Activity -> Retype the records below from their first line through the line containing "for cancelling subscriptions", and include nothing else.

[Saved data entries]
PR #1781, opened 2020-06-02
VUE-308 Subscription Settings Mutations

eddieferrer:
* Adds mutations for modifying MG parameters in lightbox and updating status card on subscription settings page
* Adds mutations for cancelling subscriptions
* Adds lightbox to prompt for confirmation of cancelling subscription

VUE-308

### DIFF
--- a/src/pages/Subscriptions/SubscriptionsMonthlyGood.vue
+++ b/src/pages/Subscriptions/SubscriptionsMonthlyGood.vue
@@ -27,7 +27,7 @@
 						>{{ dayOfMonth | numeral('Oo') }}</a> of each month <a
 							role="button"
 							@click.prevent="showLightbox = true;"
-						>${{ autoDepositAmount }}</a> will be
+						>{{ totalCombinedDeposit | numeral('$0,0.00') }}</a> will be
 						transferred from PayPal <a
 							role="button"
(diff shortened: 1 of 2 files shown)


src/pages/Subscriptions/SubscriptionsMonthlyGood.vue
```diff
@@ -333,6 +326,12 @@ export default {
 		});
 	},
 	computed: {
+		selectedGroupDescriptor() {
+			// eslint-disable-next-line max-len
+			const selectedCategory = this.lendingCategories.find(category => category.value === this.category) || {};
+			// Sanitize and set initial form values.
+			return selectedCategory ? selectedCategory.shortName : 'all borrowers';
```
mcstover, line 333: @eddieferrer Careful with this one. I think there is an additional condition in the legacy page that just skips setting this value (and saving this value) if the category in the lenders account doesn't match one of the provided enums. This is setup in the `_serializeMGCategoryOptions` method of AutoDepositView.js and accounts for lenders that have specialized criteria from outside the normal flow.

mcstover: We have a `Preserve existing settings` option for those lenders with an empty value ''.

PR #1784, opened 2020-06-02
GROW-109 Add population property handling and tests for experiment resolvers

emuvente:


src/api/localResolvers/experiment.js
```diff
@@ -25,24 +26,40 @@ export default () => {
...
+								population !== currentAssignment.population
+								&& currentAssignment.version === 'unassigned'
+							)
+						)
+					) {
 						// assign the version using the experiment data (undefined if experiment disabled)
 						currentAssignment = {
 							id,
-							version: assignVersion(experiment || {}),
+							version: assignVersion(experiment),
```
mcstover, line 60: I think we need to ensure an object is passed here if the experiment value is null. Otherwise we get breakage when trying to pull items off the object inside `assignVersion`

emuvente: Since the if statement checks `experiment !== null && experiment.enabled`, there's no way to get a null/undefined experiment value in here, and it was coming up in code coverage as an uncovered branch.

mcstover: 👍

PR #1786, opened 2020-06-03
VUE-308 Subscription Settings Additional UI Behavior

eddieferrer:
* Cleaned up CSS
* Added 'are you sure you' warnings
* Added save button on subscriptions page to save settings when changes are made in the modal and the modal is closed.

VUE-308

### DIFF
--- a/src/pages/Subscriptions/SubscriptionsMonthlyGood.vue
+++ b/src/pages/Subscriptions/SubscriptionsMonthlyGood.vue
@@ -42,7 +42,7 @@
 						class="monthly-good-settings-lightbox"
 						:visible="showLightbox"
 						title="Change your monthly good"
-						@lightbox-closed="showLightbox = false"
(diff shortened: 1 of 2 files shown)


src/pages/Subscriptions/SubscriptionsMonthlyGood.vue
```diff
@@ -348,6 +348,12 @@ export default {
 		}
 	},
 	methods: {
+		closeLightbox() {
+			// this will trigger only when the lightbox is closed manually
```
ryan-ludwig, line 352: Looking at KvLightbox, @lightbox-closed should fire on outside click, esc, or close button.

eddieferrer: Good catch @ryan-ludwig this is working as intended, but the comment is incorrect. I will update this comment in the next PR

Response ->
PR #1781, opened 2020-06-02
VUE-308 Subscription Settings Mutations

eddieferrer:
* Adds mutations for modifying MG parameters in lightbox and updating status card on subscription settings page
* Adds mutations for cancelling subscriptions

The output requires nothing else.